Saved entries

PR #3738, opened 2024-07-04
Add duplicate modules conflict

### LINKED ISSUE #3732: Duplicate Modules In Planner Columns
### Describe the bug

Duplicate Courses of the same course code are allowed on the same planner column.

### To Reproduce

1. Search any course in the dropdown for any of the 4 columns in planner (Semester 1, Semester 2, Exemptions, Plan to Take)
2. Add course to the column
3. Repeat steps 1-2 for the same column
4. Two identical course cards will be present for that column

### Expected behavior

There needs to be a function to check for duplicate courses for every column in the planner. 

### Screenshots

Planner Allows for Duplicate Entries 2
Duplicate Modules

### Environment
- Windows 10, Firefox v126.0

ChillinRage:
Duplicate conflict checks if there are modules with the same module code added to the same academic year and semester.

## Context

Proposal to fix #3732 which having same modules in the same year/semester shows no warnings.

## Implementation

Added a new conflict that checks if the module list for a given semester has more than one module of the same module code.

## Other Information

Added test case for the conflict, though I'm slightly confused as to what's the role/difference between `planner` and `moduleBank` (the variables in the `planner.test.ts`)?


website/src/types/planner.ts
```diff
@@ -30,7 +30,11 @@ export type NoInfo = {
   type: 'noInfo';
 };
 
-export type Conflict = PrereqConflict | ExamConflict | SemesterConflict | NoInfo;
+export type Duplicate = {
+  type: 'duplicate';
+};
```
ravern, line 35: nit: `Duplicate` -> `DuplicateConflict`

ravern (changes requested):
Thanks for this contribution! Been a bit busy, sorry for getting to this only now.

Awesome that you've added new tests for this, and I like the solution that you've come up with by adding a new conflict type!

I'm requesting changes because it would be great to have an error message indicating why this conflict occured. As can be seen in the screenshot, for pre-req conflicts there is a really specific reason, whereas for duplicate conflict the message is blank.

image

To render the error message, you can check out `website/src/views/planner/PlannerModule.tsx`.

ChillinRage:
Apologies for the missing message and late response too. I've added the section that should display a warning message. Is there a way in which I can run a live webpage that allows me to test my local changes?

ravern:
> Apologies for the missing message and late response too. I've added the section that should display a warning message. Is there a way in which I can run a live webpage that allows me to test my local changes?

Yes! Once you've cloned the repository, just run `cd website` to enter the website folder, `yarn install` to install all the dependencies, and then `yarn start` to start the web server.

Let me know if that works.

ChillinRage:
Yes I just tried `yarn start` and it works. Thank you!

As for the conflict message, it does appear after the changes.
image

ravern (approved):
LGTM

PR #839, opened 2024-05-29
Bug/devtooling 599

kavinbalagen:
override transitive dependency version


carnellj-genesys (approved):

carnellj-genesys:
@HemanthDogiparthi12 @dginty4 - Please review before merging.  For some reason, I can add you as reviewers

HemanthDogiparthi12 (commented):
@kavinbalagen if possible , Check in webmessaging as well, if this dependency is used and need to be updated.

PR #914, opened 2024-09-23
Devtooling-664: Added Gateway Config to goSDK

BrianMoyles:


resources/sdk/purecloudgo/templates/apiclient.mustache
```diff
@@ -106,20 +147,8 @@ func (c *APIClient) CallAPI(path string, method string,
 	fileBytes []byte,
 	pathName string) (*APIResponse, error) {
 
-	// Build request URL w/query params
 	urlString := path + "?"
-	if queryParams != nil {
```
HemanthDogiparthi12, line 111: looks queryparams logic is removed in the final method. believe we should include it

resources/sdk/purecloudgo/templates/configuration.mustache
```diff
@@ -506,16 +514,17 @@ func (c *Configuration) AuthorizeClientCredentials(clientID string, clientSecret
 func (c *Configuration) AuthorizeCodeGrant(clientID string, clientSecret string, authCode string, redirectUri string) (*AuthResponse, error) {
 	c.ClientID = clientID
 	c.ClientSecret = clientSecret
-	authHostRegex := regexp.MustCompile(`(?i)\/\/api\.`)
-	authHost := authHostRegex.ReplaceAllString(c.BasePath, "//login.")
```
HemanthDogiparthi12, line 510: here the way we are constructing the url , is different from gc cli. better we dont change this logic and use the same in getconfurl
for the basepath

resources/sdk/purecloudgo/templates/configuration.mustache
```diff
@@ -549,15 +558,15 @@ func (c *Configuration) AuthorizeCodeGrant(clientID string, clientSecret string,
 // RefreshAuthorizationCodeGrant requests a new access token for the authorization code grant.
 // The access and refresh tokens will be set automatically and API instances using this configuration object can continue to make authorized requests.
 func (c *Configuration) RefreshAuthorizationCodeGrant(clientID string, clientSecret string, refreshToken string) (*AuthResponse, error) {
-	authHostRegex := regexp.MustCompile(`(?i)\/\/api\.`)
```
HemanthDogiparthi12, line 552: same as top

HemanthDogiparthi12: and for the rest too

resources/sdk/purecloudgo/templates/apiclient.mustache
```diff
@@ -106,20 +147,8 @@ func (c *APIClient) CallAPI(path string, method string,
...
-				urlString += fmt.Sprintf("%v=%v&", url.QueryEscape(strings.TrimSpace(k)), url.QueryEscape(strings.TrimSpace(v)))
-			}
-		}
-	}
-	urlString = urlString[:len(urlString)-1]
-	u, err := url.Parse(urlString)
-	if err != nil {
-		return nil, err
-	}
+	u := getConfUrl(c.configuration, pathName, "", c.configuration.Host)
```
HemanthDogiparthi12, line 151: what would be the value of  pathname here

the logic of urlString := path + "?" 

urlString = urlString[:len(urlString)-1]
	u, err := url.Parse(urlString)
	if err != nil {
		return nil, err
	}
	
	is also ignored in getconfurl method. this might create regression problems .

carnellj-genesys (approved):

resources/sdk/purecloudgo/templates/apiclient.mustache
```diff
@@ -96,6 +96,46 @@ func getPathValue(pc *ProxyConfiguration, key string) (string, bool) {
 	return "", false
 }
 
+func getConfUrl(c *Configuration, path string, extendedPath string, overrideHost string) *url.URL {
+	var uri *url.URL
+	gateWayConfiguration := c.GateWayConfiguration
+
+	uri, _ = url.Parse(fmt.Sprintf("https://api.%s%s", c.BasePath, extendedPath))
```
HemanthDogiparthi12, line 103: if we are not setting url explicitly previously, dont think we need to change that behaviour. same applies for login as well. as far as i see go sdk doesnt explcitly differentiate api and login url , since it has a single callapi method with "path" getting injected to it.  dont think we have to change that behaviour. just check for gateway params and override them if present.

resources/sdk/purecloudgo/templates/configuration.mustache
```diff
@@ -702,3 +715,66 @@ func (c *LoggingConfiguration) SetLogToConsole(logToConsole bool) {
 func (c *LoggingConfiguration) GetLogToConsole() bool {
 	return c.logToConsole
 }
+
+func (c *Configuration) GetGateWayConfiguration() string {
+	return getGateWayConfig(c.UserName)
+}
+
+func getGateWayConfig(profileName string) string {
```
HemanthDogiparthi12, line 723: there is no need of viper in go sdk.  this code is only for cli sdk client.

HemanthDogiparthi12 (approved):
...
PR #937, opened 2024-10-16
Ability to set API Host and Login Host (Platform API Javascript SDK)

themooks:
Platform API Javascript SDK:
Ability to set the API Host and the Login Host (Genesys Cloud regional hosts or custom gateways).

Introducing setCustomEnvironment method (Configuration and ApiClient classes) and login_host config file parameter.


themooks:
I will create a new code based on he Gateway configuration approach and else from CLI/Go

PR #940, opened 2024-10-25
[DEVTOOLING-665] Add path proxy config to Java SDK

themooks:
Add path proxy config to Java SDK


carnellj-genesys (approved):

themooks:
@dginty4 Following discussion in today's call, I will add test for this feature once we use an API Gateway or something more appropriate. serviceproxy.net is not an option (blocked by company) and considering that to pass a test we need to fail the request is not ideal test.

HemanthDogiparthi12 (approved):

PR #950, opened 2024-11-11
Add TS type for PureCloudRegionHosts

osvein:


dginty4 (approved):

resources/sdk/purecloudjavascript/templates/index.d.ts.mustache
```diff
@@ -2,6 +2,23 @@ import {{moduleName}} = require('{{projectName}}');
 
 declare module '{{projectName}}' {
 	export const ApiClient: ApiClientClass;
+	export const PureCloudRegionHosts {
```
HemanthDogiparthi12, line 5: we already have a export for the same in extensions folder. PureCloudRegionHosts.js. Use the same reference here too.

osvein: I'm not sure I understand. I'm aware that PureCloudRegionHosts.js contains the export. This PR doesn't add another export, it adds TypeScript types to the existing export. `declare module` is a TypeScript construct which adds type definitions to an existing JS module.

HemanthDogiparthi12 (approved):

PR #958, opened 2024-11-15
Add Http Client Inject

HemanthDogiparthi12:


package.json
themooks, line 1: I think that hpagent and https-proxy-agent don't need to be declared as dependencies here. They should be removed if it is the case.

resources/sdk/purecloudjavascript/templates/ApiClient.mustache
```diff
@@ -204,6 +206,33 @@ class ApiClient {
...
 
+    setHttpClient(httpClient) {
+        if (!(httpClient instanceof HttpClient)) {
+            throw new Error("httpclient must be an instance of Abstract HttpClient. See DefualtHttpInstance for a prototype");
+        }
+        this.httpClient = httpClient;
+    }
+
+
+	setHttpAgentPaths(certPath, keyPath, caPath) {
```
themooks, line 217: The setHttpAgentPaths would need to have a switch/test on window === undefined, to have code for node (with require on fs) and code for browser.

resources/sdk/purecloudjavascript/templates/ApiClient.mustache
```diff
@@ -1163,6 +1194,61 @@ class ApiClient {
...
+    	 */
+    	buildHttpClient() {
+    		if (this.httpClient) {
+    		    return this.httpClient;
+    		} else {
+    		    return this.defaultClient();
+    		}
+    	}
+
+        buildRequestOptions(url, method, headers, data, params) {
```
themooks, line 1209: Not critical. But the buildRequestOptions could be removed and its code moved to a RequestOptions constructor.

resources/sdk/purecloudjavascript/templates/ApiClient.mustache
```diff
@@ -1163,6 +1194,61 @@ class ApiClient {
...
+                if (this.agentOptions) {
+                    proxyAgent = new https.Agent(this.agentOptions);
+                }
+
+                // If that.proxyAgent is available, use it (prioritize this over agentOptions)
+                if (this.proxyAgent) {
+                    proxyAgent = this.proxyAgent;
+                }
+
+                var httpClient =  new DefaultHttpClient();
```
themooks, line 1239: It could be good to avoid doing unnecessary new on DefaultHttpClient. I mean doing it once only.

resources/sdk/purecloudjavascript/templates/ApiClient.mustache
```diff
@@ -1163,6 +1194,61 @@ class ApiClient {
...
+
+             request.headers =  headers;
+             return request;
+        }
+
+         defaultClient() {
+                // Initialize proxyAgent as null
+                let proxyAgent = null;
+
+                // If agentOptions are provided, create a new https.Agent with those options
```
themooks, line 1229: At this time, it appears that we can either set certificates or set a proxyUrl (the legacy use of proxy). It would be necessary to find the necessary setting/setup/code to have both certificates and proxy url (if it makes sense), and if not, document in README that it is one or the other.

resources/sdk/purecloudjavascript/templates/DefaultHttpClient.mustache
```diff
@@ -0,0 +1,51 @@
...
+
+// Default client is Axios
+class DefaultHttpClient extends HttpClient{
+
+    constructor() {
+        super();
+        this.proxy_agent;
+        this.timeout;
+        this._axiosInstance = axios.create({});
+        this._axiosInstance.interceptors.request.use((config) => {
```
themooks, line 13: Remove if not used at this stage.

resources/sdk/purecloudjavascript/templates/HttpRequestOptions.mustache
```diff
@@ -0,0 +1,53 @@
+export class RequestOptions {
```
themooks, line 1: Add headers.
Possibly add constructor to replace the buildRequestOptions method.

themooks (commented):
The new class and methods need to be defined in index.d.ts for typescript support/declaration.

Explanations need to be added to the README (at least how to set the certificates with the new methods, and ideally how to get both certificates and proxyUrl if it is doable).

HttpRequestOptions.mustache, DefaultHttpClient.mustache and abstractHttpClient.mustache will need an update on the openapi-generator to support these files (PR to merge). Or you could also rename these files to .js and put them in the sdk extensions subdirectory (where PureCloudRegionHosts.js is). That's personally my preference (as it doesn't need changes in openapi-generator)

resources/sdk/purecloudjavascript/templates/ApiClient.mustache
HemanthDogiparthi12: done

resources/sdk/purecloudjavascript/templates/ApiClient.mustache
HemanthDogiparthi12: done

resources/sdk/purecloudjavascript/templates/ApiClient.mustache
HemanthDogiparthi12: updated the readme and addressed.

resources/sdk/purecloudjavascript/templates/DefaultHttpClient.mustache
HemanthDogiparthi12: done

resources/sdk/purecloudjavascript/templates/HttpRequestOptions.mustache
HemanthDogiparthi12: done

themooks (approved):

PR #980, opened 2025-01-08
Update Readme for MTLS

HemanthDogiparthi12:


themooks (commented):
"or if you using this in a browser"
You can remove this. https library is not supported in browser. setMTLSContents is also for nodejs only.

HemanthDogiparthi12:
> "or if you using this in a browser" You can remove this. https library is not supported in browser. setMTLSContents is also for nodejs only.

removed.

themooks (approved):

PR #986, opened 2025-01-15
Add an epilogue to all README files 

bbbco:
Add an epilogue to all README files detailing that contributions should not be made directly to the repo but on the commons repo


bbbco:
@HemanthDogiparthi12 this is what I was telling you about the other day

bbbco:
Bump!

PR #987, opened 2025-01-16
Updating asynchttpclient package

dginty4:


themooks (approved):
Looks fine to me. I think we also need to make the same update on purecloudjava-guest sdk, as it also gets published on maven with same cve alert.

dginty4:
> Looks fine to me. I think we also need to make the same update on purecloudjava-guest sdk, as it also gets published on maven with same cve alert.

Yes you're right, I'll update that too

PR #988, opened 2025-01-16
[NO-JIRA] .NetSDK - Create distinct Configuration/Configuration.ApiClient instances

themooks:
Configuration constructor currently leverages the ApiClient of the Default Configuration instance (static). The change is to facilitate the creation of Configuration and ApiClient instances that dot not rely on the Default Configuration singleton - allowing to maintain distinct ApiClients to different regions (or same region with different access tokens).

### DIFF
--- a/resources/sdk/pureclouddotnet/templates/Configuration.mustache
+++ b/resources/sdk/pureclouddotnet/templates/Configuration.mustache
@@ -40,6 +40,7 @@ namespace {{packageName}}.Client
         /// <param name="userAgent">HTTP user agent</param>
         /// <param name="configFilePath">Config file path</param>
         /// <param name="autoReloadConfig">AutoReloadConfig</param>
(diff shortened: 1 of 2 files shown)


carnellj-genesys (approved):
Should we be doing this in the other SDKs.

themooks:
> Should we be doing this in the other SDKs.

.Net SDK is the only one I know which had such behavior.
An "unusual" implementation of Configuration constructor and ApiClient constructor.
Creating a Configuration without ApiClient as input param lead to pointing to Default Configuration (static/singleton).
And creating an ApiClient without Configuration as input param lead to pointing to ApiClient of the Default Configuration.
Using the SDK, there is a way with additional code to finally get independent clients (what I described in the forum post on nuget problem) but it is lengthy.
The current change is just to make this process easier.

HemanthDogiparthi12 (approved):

> [WHAT IS NEEDED] Each line in the data that holds the string "Ability" needs to be copied.

> [EXERCISE RESPONSE]
Ability to set API Host and Login Host (Platform API Javascript SDK)
Ability to set the API Host and the Login Host (Genesys Cloud regional hosts or custom gateways).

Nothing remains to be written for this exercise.